New RCN Publication – Safety, Equity and Expertise: A UK review of Learning Disability Nursing

The Royal College of Nursing’s latest UK-wide review of Learning Disability Nursing delivers a stark reality check: Learning Disability Nursing is not just important — it is safety‑critical. And right now, it’s under threat.

Why this matters now

People with Learning Disabilities continue to experience profound health inequalities, including avoidable deaths and poorer access to care.

Learning disability nurses (RNLDs) are the professionals working to close that gap — ensuring reasonable adjustments, preventing harm, and advocating for safe, person-centred care across complex systems.

Without them, systems fail.

The headline: essential, but invisible

Learning disability nursing is a safety‑critical profession, not an optional extra — yet its contribution is consistently misunderstood, undervalued and under-recognised.

Key pressure points identified within the review:

  1. A shrinking workforce – numbers are declining while demand is rising.
  2. A fragile education pipeline – fewer students and reduced placement opportunities.
  3. Risky early careers – new nurses often work with high responsibility and limited support.
  4. A visibility crisis – the role is poorly understood across systems.

What’s at stake?

When Learning Disability nursing expertise is missing, risks increase — including avoidable harm, poor communication and premature death.

The call to action:

– Recognise and protect Learning Disability nursing as a safety‑critical role within the nursing profession.

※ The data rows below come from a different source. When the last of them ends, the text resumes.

PR #2025, opened 2019-09-23
Add same id for main file list and shared with pages

dpakach:
## Description

Change the id of files list on "Shared with Me" page to `files-list` from `shared-with-list`

## Motivation and Context

To make all the files list components consistent so that it would make it easier to run automated tests. There is already id `files-list` in favorites page.

## Types of changes

- [ ] Technical debt
- [ ] Tests

## Checklist:

- [ ] Code changes
- [ ] Unit tests added
- [ ] Acceptance tests added

## Open tasks:

- [ ] ...

### DIFF
--- a/apps/files/src/components/Collaborators/SharedFilesList.vue
+++ b/apps/files/src/components/Collaborators/SharedFilesList.vue
@@ -84,7 +84,7 @@ export default {
 </script>
 
 <template>
-  <oc-table middle divider class="oc-filelist" id="shared-with-list" v-if="!loadingFolder">
+  <oc-table middle divider class="oc-filelist" id="files-list" v-if="!loadingFolder">
     <oc-table-group>
       <oc-table-row>
         <oc-table-cell type="head" class="uk-text-truncate" v-translate>Name</oc-table-cell>


LukasHirt:
Would it maybe make sense to use class here instead and preserve the view specific ids? I guess in situation when we want to check for some view specific columns (e. g. "Shared from" or "Status") would the id be useful. What do you think @individual-it ?

dpakach:
> Would it maybe make sense to use class here instead and preserve the view specific ids? I guess in situation when we want to check for some view specific columns (e. g. "Shared from" or "Status") would the id be useful. What do you think @individual-it ?

I think that would be good too. As long as we have consistency and we can use simple selectors for tests, then it easier.

individual-it:
what about using the same id everywhere and having different `aria-label` to describe it in detail?

PVince81:
using the same id in multiple places of the DOM is asking for trouble

I already lost some time trying to debug an issue where Selenium was not able to find an element. The reason was that there were two elements in the DOM with the same id, so Selenium ignored it.

Let's use another attribute like class or aria-label for look-up, but avoid duplicating ids.

dpakach:
> using the same id in multiple places of the DOM is asking for trouble
> 
> I already lost some time trying to debug an issue where Selenium was not able to find an element. The reason was that there were two elements in the DOM with the same id, so Selenium ignored it.
> 
> Let's use another attribute like class or aria-label for look-up, but avoid duplicating ids.

Ok sounds good :+1: . In that case we also need to fix the favorites page because it uses same id as the main file list.

dpakach:
Looks like favorites page and all files page use same component. So closing this for now.

PR #2079, opened 2019-09-26
In case of auth errors (access denied, invalid token or cannot refres…

DeepDiver1975:
## Description
In case of auth errors (access denied, invalid token or cannot refresh token) the state is cleared - otherwise there is no way to get out of this

## How Has This Been Tested?
- login via oauth to owncloud
- wait until the token times out (30min afaik)
- access denied page pops up
- go back to login page
- login page shall appear (without this patch the accessDenied page will show up)

## Types of changes

- [ ] Technical debt
- [ ] Tests

## Checklist:

- [x] Code changes
- [ ] Unit tests added
- [ ] Acceptance tests added

## Open tasks:

- [ ] ...

### DIFF
--- a/src/services/auth.js
+++ b/src/services/auth.js
@@ -92,6 +92,9 @@ export function initVueAuthenticate (config) {
       logout () {
         return mgr.signoutRedirect()
       },
+      clearLoginState () {
+        return mgr.removeUser()
+      },
       mgr: mgr,
       events () {
         return mgr.events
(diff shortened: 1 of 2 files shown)


PVince81:
I happened to be stuck in such loop so I checked out this branch and the problem went away :+1:

PVince81:
@DeepDiver1975 please evaluate if acceptance testing is possible and if yes raise a ticket for it

PR #2117, opened 2019-10-01
Fix password handling in public links

felixheidecke:
## Description

- Immediate icon change if the link is protected (or not)
- Allow removing the password from the form.

## Related Issue

- Fixes https://github.com/owncloud/phoenix/issues/1999
- Fixes https://github.com/owncloud/phoenix/issues/2000

## Motivation and Context
See issues

## How Has This Been Tested?

Manual test

## Types of changes

- [ ] Technical debt
- [ ] Tests

## Checklist:

- [ ] Code changes
- [ ] Unit tests added
- [ ] Acceptance tests added

### DIFF
--- a/apps/files/src/components/FileLinkForm.vue
+++ b/apps/files/src/components/FileLinkForm.vue
@@ -59,7 +59,10 @@
       </div>
       <div class="uk-width-1-1 uk-width-3-5@m">
         <label class="uk-form-label" for=""><span v-translate>Password</span><em v-if="$_passwordEnforced" class="uk-margin-small-left">(<span v-translate>required</span>)</em></label>
-        <input type="password" autocomplete="new-password" class="uk-input" :class="{ 'uk-form-danger': !$_passwordIsValid }" v-model="password" :placeholder="hasPassword && password === null? '********' : placeholder.password" id="oc-files-file-link-password" />
+        <div class="uk-position-relative">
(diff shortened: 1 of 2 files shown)


apps/files/src/components/FileLinkForm.vue
```diff
@@ -59,7 +59,10 @@
       </div>
       <div class="uk-width-1-1 uk-width-3-5@m">
         <label class="uk-form-label" for=""><span v-translate>Password</span><em v-if="$_passwordEnforced" class="uk-margin-small-left">(<span v-translate>required</span>)</em></label>
-        <input type="password" autocomplete="new-password" class="uk-input" :class="{ 'uk-form-danger': !$_passwordIsValid }" v-model="password" :placeholder="hasPassword && password === null? '********' : placeholder.password" id="oc-files-file-link-password" />
+        <div class="uk-position-relative">
+          <input type="password" autocomplete="new-password" class="uk-input" :class="{ 'uk-form-danger': !$_passwordIsValid }" v-model="password" :placeholder="hasPassword && password === null? '********' : placeholder.password" id="oc-files-file-link-password" />
+          <div uk-close v-if="!$_passwordEnforced && hasPassword && password!=''" class="uk-position-small uk-position-center-right oc-cursor-pointer" @click="password=''" :uk-tooltip="$_passwordRemoveText" />
```
PVince81: seems the `_passwordEnforced` condition does not do anything.

I tried enforcing password only for the "Editor" role and the cross was still visible to discard the password.

Maybe the `_passwordEnforced` function is not working ? As I can see it's not using proper bitmasks...

PVince81:
Tested, all works except for the password enforced bit.

Still, even without that, an error message is properly displayed in case I try to save a link without password while password is enforced. So merging this even without the check would be fine by me for now...

PR #2129, opened 2019-10-02
Rename and delete will be disallowed in case the parent folder has no…

DeepDiver1975:
… permissions fot these two operations.

## Description
In some setups (Samba) the permission of the parent folder has a higher priority to disallow rename and delete then the child item itself.

## How Has This Been Tested?
- needs to be verified on acl environment

## Types of changes
- [ ] Technical debt
- [ ] Tests

## Checklist:

- [x] Code changes
- [ ] Unit tests added
- [ ] Acceptance tests added

## Open tasks:

- [ ] ...

### DIFF
--- a/apps/files/src/components/FileList.vue
+++ b/apps/files/src/components/FileList.vue
@@ -40,7 +40,7 @@
                     v-for="(action, index) in actions"
                    :key="index"
                    @click.stop="action.handler(item, action.handlerData)"
-                   :disabled="!action.isEnabled(item) || $_actionInProgress(item)"
+                   :disabled="!action.isEnabled(item, parentFolder) || $_actionInProgress(item)"
                    :icon="action.icon"
                    :ariaLabel="action.ariaLabel"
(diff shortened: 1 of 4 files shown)


apps/files/src/components/FileList.vue
```diff
@@ -128,7 +128,7 @@ export default {
     Mixins
   ],
   name: 'FileList',
-  props: ['fileData', 'starsEnabled', 'checkboxEnabled', 'dateEnabled'],
+  props: ['fileData', 'starsEnabled', 'checkboxEnabled', 'dateEnabled', 'parentFolder'],
```
LukasHirt: Why using prop instead of getter from state directly in component?

DeepDiver1975: Just following the existing patter - files are pushed in via props - just doing it the same way for the parent folder.

I didn't want to start a refactor now to get rid of all the props :man_shrugging:

LukasHirt: I see. Thanks for info

PR #2177, opened 2019-10-08
Handle errors while deleting and renaming files

DeepDiver1975:
## Description
Delete and rename operations did not handle error conditions at all before this PR.
While it is UX-wise far from good - this is better then nothing.

The whole error handling flow as well as the user confirmation flow is under review at the moment.

As say: better then nothing

## How Has This Been Tested?
- Lock a file using webdav locks (cadaver or manual insert into database)
- try to delete or rename
- see error notification

Screenshot from 2019-10-08 14-17-53
Screenshot from 2019-10-08 14-17-39

## Types of changes

- [ ] Technical debt
- [ ] Tests

## Checklist:

- [ ] Code changes
- [ ] Unit tests added
- [ ] Acceptance tests added

## Open tasks:

- [ ] ...

### DIFF
--- a/apps/files/src/store/actions.js
+++ b/apps/files/src/store/actions.js
@@ -446,7 +446,7 @@ export default {
       context.commit('ADD_FILE', _buildFile(file))
     }
   },
-  deleteFiles (context, { files, client, publicPage }) {
+  deleteFiles (context, { files, client, publicPage, $gettext, $gettextInterpolate }) {
     const promises = []
     for (const file of files) {
       let p = null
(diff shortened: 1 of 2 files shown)


apps/files/src/store/actions.js
```diff
@@ -459,7 +459,16 @@ export default {
...
       }).catch(error => {
-        console.log('error: ' + file.path + ' not deleted: ' + error)
+        let translated = $gettext('Error while deleting "%{file}"')
+        if (error.statusCode === 423) {
+          translated = $gettext('Error while deleting "%{file}" - the file is locked')
+        }
+        const title = $gettextInterpolate(translated, { file: file.name }, true)
+        context.dispatch('showMessage', {
+          title: title,
+          desc: error.message,
```
LukasHirt: This will result in two "locked" messages, won't it? One in title, one in desc

PR #4917, opened 2021-04-06
Update appSwitcher titles & fix typo in group memberships

pascalwengerter:
## Description
Related to accessibility & translations
- Changed "Groups membership" => "Group memberships"
- Changed the way extension titles are rendered in the appSwitcher, so they hopefully don't show up as `{{ n.title }}` in Transifex anymore

### DIFF
--- a/packages/web-runtime/src/components/ApplicationsMenu.vue
+++ b/packages/web-runtime/src/components/ApplicationsMenu.vue
@@ -23,11 +23,11 @@
         <div v-for="(n, nid) in menuItems" :key="`apps-menu-${nid}`" class="uk-width-1-3">
           <a v-if="n.url" key="apps-menu-external-link" :target="n.target" :href="n.url">
             <oc-icon :name="n.iconMaterial" size="xlarge" />
-            <div v-translate>{{ n.title }}</div>
+            <span class="uk-display-block" v-text="$gettext(n.title)" />
           </a>
           <router-link v-else key="apps-menu-internal-link" :to="n.path">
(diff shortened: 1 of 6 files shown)


fschade (approved):
Nice, thanks LGMT 👍

packages/web-runtime/src/components/ApplicationsMenu.vue
```diff
@@ -23,11 +23,11 @@
         <div v-for="(n, nid) in menuItems" :key="`apps-menu-${nid}`" class="uk-width-1-3">
           <a v-if="n.url" key="apps-menu-external-link" :target="n.target" :href="n.url">
             <oc-icon :name="n.iconMaterial" size="xlarge" />
-            <div v-translate>{{ n.title }}</div>
+            <div v-text="$gettext(n.title)" />
```
kulmann, line 26: `v-translate` should be supported by vue-gettext. Maybe it's unsupported to use it on `div`s? But this brings me to another issue: a `div` inside an `a` tag is invalid html markup. Could you try if this is visually still the same if you use a span? You could also use a `<translate>` tag, that will result in a span as well.

pascalwengerter: Uff, great eye! Will go with a `<span>` and `display: block;`.

Also, had a discussion with @fschade yesterday and we figured dropping `v-translate` and `<translate>` in favor of `$gettext()` would be benefical for statical code analysis down the road

kulmann (approved):
👍

PR #4934, opened 2021-04-08
Import ODS translations & merge with web translations

pascalwengerter:
## Description
Needs another ODS release (4.4.0) to work and a rebase after the ODS release is in web master, but should be good to go

Edit: Depends on #4940

### DIFF
--- a/packages/web-runtime/src/index.js
+++ b/packages/web-runtime/src/index.js
@@ -25,6 +25,7 @@ import Vue2TouchEvents from 'vue2-touch-events'
 // --- Gettext ----
 import GetTextPlugin from 'vue-gettext'
 import coreTranslations from '../l10n/translations.json'
+import odsTranslations from 'owncloud-design-system/dist/system/translations.json'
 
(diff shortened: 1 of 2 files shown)


packages/web-runtime/src/index.js
```diff
@@ -81,7 +82,8 @@ const supportedLanguages = {
   it: 'Italiano',
   gl: 'Galego'
 }
-const translations = coreTranslations
+
+const translations = Object.assign(coreTranslations, odsTranslations)
```
fschade, line 86: object.assign is not deep. For example

```javascript
Object.assign({de: {foo: 1}}, {de: {bar: 1}})
```

will result in 
```javascript
{de: {bar: 1}}
```

and not 
```javascript
{de: {foo: 1, bar: 1}}
```

it's saver to use lodash
```javascript
const foo = merge({}, coreTranslations, odsTranslations)
```

fschade (approved):
👍

PR #4942, opened 2021-04-09
Update web container

pascalwengerter:
## Description
- A `meta` element with an `http-equiv` attribute whose value is X-UA-Compatible must have a content attribute with the value `IE=edge`. (fixed in rollup)
- Element `h3` not allowed as child of element `span` in this context.
- The type attribute is unnecessary for JavaScript resources.


fschade (approved):
👍

kulmann (approved):

PR #4993, opened 2021-04-21
Focus-Management

### LINKED ISSUE #4992: Focus management
## Acceptance criteria
- never lose keyboard focus
- meaningful order of focussable elements
- always stay in context / resume old context

fschade:
## Description
to get a better background why this is needed please read #4992 beforehand.

## Related Issue

- Fixes #4992 

## Motivation and Context
This pr introduces the concept of user driven focus management.

This is helpful when a user navigates using the keyboard and the given context switches, for example the sidebar or and a modal opens which has a different tabindex and the user will never get there (more or less). 

Now it's possible to decide which item should be focused after a given action (modal open, sidebar show). 
The important part here is that those interactions need to be able to be rolled back.  (replayed in a reverse order).

- if a user closes a modal, the focus should jump back to the exact position where he started.
- if a sidebar opens the focus should jump into the sidebar or vice versa if it gets closed.

following worst case scenario is part of the idea behind it.
- user tabs through the page
- user opens the sidebar by pressing enter on the dedicated button
- the sidebar opens and the focus needs to jump to the close button of it
- the user tabs through the links in the sidebar and hits enter on "rename"
- the rename modal opens, the user tabs to update
- the modal closes and the focus must jump back to "rename" in sidebar
- the user tabs back to the sidebar close button and press enter which closes the sidebar
- the focus must jump back to the element where the user started (the three dots for example)

all this needs to be replayable in random order.

On top of this we also fixed some minor issues regarding tabindex in the top-bar. It also includes a new global lifecycle mixing which makes it possible to listen to events like mounted, replayable, ... without the requirement that those are defined by the consumed component.

## How Has This Been Tested?

- manual

## Types of changes

- [x] Technical debt
- [ ] Tests

## Checklist:

- [x] Code changes
- [ ] Unit tests added
- [ ] Acceptance tests added

## Open tasks:

- [ ] tests
- [ ] discuss the scope of this
- [ ] changelog

### DIFF
--- a/changelog/unreleased/enhancement-focus-management
+++ b/changelog/unreleased/enhancement-focus-management
@@ -1,0 +1,7 @@
+Enhancement: Focus management
+
+We added a mixin that makes it able to manage, record and reverse-replay the focus for the current document.
+The first components that using it are modal and sidebar in the files app.
+
+https://github.com/owncloud/web/pull/4993
+https://github.com/owncloud/web/issues/4992
--- a/packages/web-app-files/src/App.vue
+++ b/packages/web-app-files/src/App.vue
@@ -14,8 +14,13 @@
     <sidebar
       v-if="_sidebarOpen"
       id="files-sidebar"
+      ref="filesSidebar"
+      tabindex="-1"
       class="uk-width-1-1 uk-width-1-2@m uk-width-1-3@xl"
       @reset="setHighlightedFile(null)"
+      @beforeDestroy="focusSideBar"
+      @mounted="focusSideBar"
+      @fileChanged="focusSideBar"
     />
   </main>
 </template>
@@ -89,6 +94,13 @@ export default {
     openSideBar(file, sideBarName) {
       this.setHighlightedFile(file)
       this.SET_APP_SIDEBAR_EXPANDED_ACCORDION(sideBarName)
+    },
+    focusSideBar(component, event) {
+      this.focus({
+        from: document.activeElement,
+        to: this.$refs.filesSidebar?.$el,
+        revert: event === 'beforeDestroy'
+      })
     },
 
     $_ocApp_dragOver() {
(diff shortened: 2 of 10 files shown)


packages/web-runtime/src/components/ApplicationsMenu.vue
```diff
@@ -21,11 +21,17 @@
...
+            key="apps-menu-external-link"
+            :target="n.target"
+            :href="n.url"
+            tabindex="0"
+          >
             <oc-icon :name="n.iconMaterial" size="xlarge" />
             <span class="uk-display-block" v-text="$gettext(n.title)" />
           </a>
-          <router-link v-else key="apps-menu-internal-link" :to="n.path">
+          <router-link v-else key="apps-menu-internal-link" :to="n.path" tabindex="0">
```
pascalwengerter, line 34: `tabinde="0"` shouldn't strictly be necessary (tab navigation works in Chrome without it and doesn't work in Firefox/Safari either way)

pascalwengerter (commented):
Just a question regarding tabindex, rest looks good & works like a charm!

packages/web-runtime/src/components/ApplicationsMenu.vue
fschade: solved

kulmann:
@fschade The initial focus of the right sidebar is the `close` button now. That seems to be wrong. IMO it should be on the sidebar itself, not on the close button. AFAIK a screen reader would start reading with the close button now instead of with the resource name.

kulmann:
Clicking the file row instead of the three dots button results in resetting the focus to the top of the page after closing the right sidebar.

fschade:
> @fschade The initial focus of the right sidebar is the `close` button now. That seems to be wrong. IMO it should be on the sidebar itself, not on the close button. AFAIK a screen reader would start reading with the close button now instead of with the resource name.

good point, fixed. Thanks

kulmann (approved):
nice 😍

PR #4997, opened 2021-04-22
Enhance a11y on app-switcher

JanAckermann:
## Description
* Fix aria-expand on the button, which was set to false, while opening the oc-drop
* Wrap app switcher in nav element
* Use list element for items
* Replace the visible function with UI Kit functions because i did not work at all  

## Related Issue

- Fixes <issue_link>

## How Has This Been Tested?

- test environment:
- test case 1:
- test case 2:
- ...

## Types of changes

- [ ] Technical debt
- [ ] Tests

## Checklist:

- [ ] Code changes
- [ ] Unit tests added
- [ ] Acceptance tests added

## Open tasks:

- [ ] ...

### DIFF
--- a/packages/web-runtime/src/components/ApplicationsMenu.vue
+++ b/packages/web-runtime/src/components/ApplicationsMenu.vue
@@ -1,14 +1,13 @@
 <template>
-  <div>
+  <nav>
     <oc-button
       id="_appSwitcherButton"
       ref="menubutton"
       appearance="raw"
       class="oc-topbar-menu-burger"
       :aria-label="applicationSwitcherLabel"
-      :uk-tooltip="applicationSwitcherLabel"
     >
-      <oc-icon name="apps" class="uk-flex" />
+      <oc-icon :uk-tooltip="applicationSwitcherLabel" name="apps" class="uk-flex" />
     </oc-button>
     <oc-drop
       ref="menu"
@@ -19,8 +18,8 @@
       class="uk-width-large"
       close-on-click
     >
-      <div class="uk-grid-small uk-text-center" uk-grid>
-        <div v-for="(n, nid) in menuItems" :key="`apps-menu-${nid}`" class="uk-width-1-3">
+      <ul class="uk-grid-small uk-text-center" uk-grid>
+        <li v-for="(n, nid) in menuItems" :key="`apps-menu-${nid}`" class="uk-width-1-3">
           <a v-if="n.url" key="apps-menu-external-link" :target="n.target" :href="n.url">
             <oc-icon :name="n.iconMaterial" size="xlarge" />
             <span class="uk-display-block" v-text="$gettext(n.title)" />
@@ -29,23 +28,19 @@
             <oc-icon :name="n.iconMaterial" size="xlarge" />
             <span class="uk-display-block" v-text="$gettext(n.title)" />
           </router-link>
-        </div>
-      </div>
+        </li>
+      </ul>
     </oc-drop>
-  </div>
+  </nav>
 </template>
 
 <script>
 import NavigationMixin from '../mixins/navigationMixin'
+import UiKit from 'uikit'
 
 export default {
   mixins: [NavigationMixin],
   props: {
-    visible: {
-      type: Boolean,
-      required: false,
-      default: false
-    },
     applicationsList: {
       type: Array,
       required: false,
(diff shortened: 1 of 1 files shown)


JanAckermann:
@pascalwengerter @kulmann we are not quite sure with the UI Kit events here, I think this should be moved in to the oc-drop component where we can pass callbacks for onClose and onOpen

@pascalwengerter There is also an issue, when opening the app switcher the first item gets focused but the style won't be applied, any idea?

packages/web-runtime/src/components/ApplicationsMenu.vue
```diff
@@ -1,14 +1,13 @@
...
     <oc-button
       id="_appSwitcherButton"
       ref="menubutton"
       appearance="raw"
       class="oc-topbar-menu-burger"
       :aria-label="applicationSwitcherLabel"
-      :uk-tooltip="applicationSwitcherLabel"
     >
-      <oc-icon name="apps" class="uk-flex" />
+      <oc-icon :uk-tooltip="applicationSwitcherLabel" name="apps" class="uk-flex" />
```
JanAckermann, line 10: Moved uk-tooltip to the icon because it overwrites the aria expand of the button

packages/web-runtime/src/components/ApplicationsMenu.vue
```diff
@@ -60,14 +57,15 @@ export default {
...
     }
   },
-  watch: {
-    visible(val) {
-      if (val) {
-        this.focusFirstLink()
-      } else {
-        this.$emit('closed')
-      }
-    }
```
JanAckermann, line 70: this never worked

JammingBen:
> @pascalwengerter There is also an issue, when opening the app switcher the first item gets focused but the style won't be applied, any idea?

A bit more context to that: Focus seem to work a little different depending on the element. You can notice that when clicking a button -> it will have a focus border. In contrast to clicking a link -> it wont have a focus border. When navigating via keyboard, each element has a focus border.

Now the elements in the application switcher are links. I think, because of this, the border on the first element wont show when opening the application switcher. It works with those elements being buttons. It also works when opening the switcher via keyboard. Just not on click.

packages/web-runtime/src/components/ApplicationsMenu.vue
```diff
@@ -20,32 +19,30 @@
...
-          <a v-if="n.url" key="apps-menu-external-link" :target="n.target" :href="n.url">
-            <oc-icon :name="n.iconMaterial" size="xlarge" />
-            <span class="uk-display-block" v-text="$gettext(n.title)" />
-          </a>
-          <router-link v-else key="apps-menu-internal-link" :to="n.path">
-            <oc-icon :name="n.iconMaterial" size="xlarge" />
-            <span class="uk-display-block" v-text="$gettext(n.title)" />
-          </router-link>
-        </div>
+        <ul v-for="(n, nid) in menuItems" :key="`apps-menu-${nid}`" class="uk-width-1-3 uk-list">
```
pascalwengerter, line 22: v-for needs to happen on the `<li>` level if I'm not mistaken? 🤔

pascalwengerter (changes requested):

pascalwengerter (commented):
The code looks fine but I'm having troubles noticing anything different when running locally and checking for anything in the browser. Is it purely for screenreaders, does it only work in specific browsers or am I missing something? :)

JanAckermann:
> The code looks fine but I'm having troubles noticing anything different when running locally and checking for anything in the browser. Is it purely for screenreaders, does it only work in specific browsers or am I missing something? :)

Can you give some context according to your question?

pascalwengerter:
> > The code looks fine but I'm having troubles noticing anything different when running locally and checking for anything in the browser. Is it purely for screenreaders, does it only work in specific browsers or am I missing something? :)
> 
> Can you give some context according to your question?

Sure, sorry my comment was a bit obscure in retrospect. What part of a11y is improved by this PR? I didn't notice different behaviour when checking out the changes locally and looking at the UI + navigating with the keyboard (which I kinda assumed would've been improved by your changes, but I may be mistaken 😉 )

pascalwengerter:
Aside from that, if you're done here you could remove the `[WIP]` in the PR title and we could merge it?

JanAckermann:
@pascalwengerter to make it short:
Opening the App switcher menu will focus on the first link now, but unfortunately, the focus style won't be applied if you click on the app switcher button. But if you hit the app switcher button with tab and press enter, the style will be applied.
I have no clue why this is the case, and not sure if we can merge it in that state

pascalwengerter (approved):
LGTM, focus management in FF still weird, but we'll update this with the new layout soon too I guess

PR #5008, opened 2021-04-23
Move location picker hint under breadcrumbs

LukasHirt:
## Description
We've moved the hint that is describing how to use the Location picker from sidebar under the breadcrumbs. There is navigation of the Files extension displayed in the sidebar now instead.

image

## Types of changes

- [ ] Technical debt
- [ ] Tests


packages/web-runtime/src/App.vue
```diff
@@ -158,7 +154,7 @@ export default {
     },
 
     sidebarNavItems() {
-      if (this.publicPage()) {
+      if (!this.user.token) {
```
pascalwengerter, line 157: What was the motivation behind this change here?

packages/web-runtime/src/App.vue
```diff
@@ -26,14 +26,10 @@
             :logo-img="logoImage"
             :product-name="productName"
             :nav-items="sidebarNavItems"
-            :hide-nav="sidebar.navigationHidden"
```
pascalwengerter, line 29: Are we removing the general capability of hidding the sidebar? 🤔

pascalwengerter (commented):
Looks great visually, yet I sometimes end up with a forever loading spinner, an `PROPFIND` error or an `Uncaught (in promise)` error

packages/web-runtime/src/App.vue
LukasHirt: `publicPage` is true for a page that can be used in both authorised/unauthorised context. So if the user would be in location picker with his own private resources he wouldn't see the navigation because it is a public page.

packages/web-runtime/src/App.vue
LukasHirt: The whole sidebar can be still hidden with `isSidebarVisible`. This is only about the navigation items. And from my understanding the sidebar should behave now only as navigation so I do not see much point in giving the option to hide it :shrug:

LukasHirt:
> I sometimes end up with a forever loading spinner, an PROPFIND error or an Uncaught (in promise) error

I guess that happens only in the location picker? I'll dig into it

PR #5011, opened 2021-04-23
Re-enable yarn link ods by disabling postcss-config in rollup

pascalwengerter:
## Description
After changing the way dependencies in ODS were declared some weeks ago, running `yarn link owncloud-design-system` failed due to a PostCSS config error. This change re-enables linking & testing locally between `web` and `owncloud-design-system`


LukasHirt (approved):
Nice! :rocket:

PR #5030, opened 2021-04-27
Translate quick action labels/tooltips

pascalwengerter:
## Description
See code/changelog item. Found another unsused CSS class (deleted by the evil PR ™️ ) that we could let go


kulmann (approved):
👍

PR #5067, opened 2021-05-04
Make both share buttons outlined & passive variation

pascalwengerter:


kulmann:
Already pushed directly to the a11y-swarming branch here https://github.com/owncloud/web/commit/3b29131b3516324ae685232766446346f5c2a1f6

PR #5076, opened 2021-05-07
[Tests-Only] removed redis information from web testing docs

kiranparajuli589:
## Description
After the use of `ocis` server with `ocis storage driver`, _redis_ usage is not required. With this PR that information is also removed from the testing documentation

## Related Issue

- https://github.com/owncloud/ocis/issues/2008


phil-davis (approved):
LGTM

PR #5122, opened 2021-05-18
Fix indirect via-share in collaborator sidebar section

### LINKED ISSUE #5082: The via button sends you to the parent of the share entry
The "Via" button send you to the parent of the share entry, however this folder may not be accessible to the user.
The "Via" button should send you the to share entry.

For example:

If I have received a share to folder Two, the user will see the following path:
`/eos/user/d/diogo/One/Two/Three`

If I am in Three and click "Via" button I get redirected to "One" where I should have been redirected to "Two".

pascalwengerter:
## Description
The "Via" button in the collaborators according section in the sidebar sends you to the parent of the share entry, while it actually should send you the to share entry itself.

## Related Issue
- Fixes #5082


LukasHirt (approved):
LGTM 🚀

– Improve workforce visibility and data

– Stabilise education and expand placements

– Strengthen early career support

– Make the impact of RNLDs visible and valued

The bottom line: Learning disability nursing is essential to safer, fairer care. The question is not whether it matters — but whether we act. In the South East of England, the challenges identified in this RCN review are not abstract — they are being felt now.

As systems continue to shift toward community-based and integrated models of care, the demand for Learning Disability Nursing expertise is rising faster than supply — increasing risk for people with Learning Disabilities and the teams supporting them. This national review provides not just evidence, but a clear mandate for local action: to strengthen education pathways, invest in early career support, and ensure RNLD expertise is visible, valued and sustainably embedded across South East services. 

One way in which we are trying to tackle these issues, is through the continued development of the South East RNLD Workforce & Education Community of Practice, which is strongly supported by the KSS LD CoP.